*EXERCISE MATERIAL*

PR #993, opened 2023-12-20
PP-11646: Change scale tasks to scale publicauth restored DB

jfharden:
We did a DR recovery of the publicauth database in perf, change the scale tasks to scale the new DB


alexbishop1 (approved):
1️⃣

PR #1007, opened 2024-01-05
Pp 12034/push multiarch stubs to deploy

jfharden:
We need to copy multi-arch images from one account to another. This adds a task (and uses it in e2e-helpers for stubs) which:

1. uses 1 role in a source account, logs in to ECR
2. pulls the images XX-candidate-<ARCH> (both amd64 and armv8)
3. uses a second role in a destination account and logs into ECR again with that
4. Pushes the images to the destination account
5. Creates a manifest in the destination account of XX-release


kbottla (approved):
LGTM!

PR #1012, opened 2024-01-09
PP-12051: Add pay-cli pipeline

jfharden:
Add a pay-cli pipeline, this works the same as the ones for pay-js-metrics and pay-js-commons to ensure we have the same npm release process as those packages


nlsteers (approved):
👍🏻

*ASSIGNMENT*
All of the entries must be given again, word for word.

*ANSWER TO THIS EXERCISE*
PR #993, opened 2023-12-20
PP-11646: Change scale tasks to scale publicauth restored DB

jfharden:
We did a DR recovery of the publicauth database in perf, change the scale tasks to scale the new DB


alexbishop1 (approved):
1️⃣

PR #1007, opened 2024-01-05
Pp 12034/push multiarch stubs to deploy

jfharden:
We need to copy multi-arch images from one account to another. This adds a task (and uses it in e2e-helpers for stubs) which:

1. uses 1 role in a source account, logs in to ECR
2. pulls the images XX-candidate-<ARCH> (both amd64 and armv8)
3. uses a second role in a destination account and logs into ECR again with that
4. Pushes the images to the destination account
5. Creates a manifest in the destination account of XX-release


kbottla (approved):
LGTM!

PR #1012, opened 2024-01-09
PP-12051: Add pay-cli pipeline

jfharden:
Add a pay-cli pipeline, this works the same as the ones for pay-js-metrics and pay-js-commons to ensure we have the same npm release process as those packages


nlsteers (approved):
👍🏻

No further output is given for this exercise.